Task objective
Copy the whole listing below exactly, with nothing left out.

Data section
PR #413, opened 2015-05-26
soften the greylisting delay restriction

Xoib:
A lot of legit mail server try again between 200 and 285 seconds, then 3 hours later. Why ? RFC is not strict about retry timer so postfix and other MTA have their own intervals.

Reply
PR #413, opened 2015-05-26
soften the greylisting delay restriction

Xoib:
A lot of legit mail server try again between 200 and 285 seconds, then 3 hours later. Why ? RFC is not strict about retry timer so postfix and other MTA have their own intervals.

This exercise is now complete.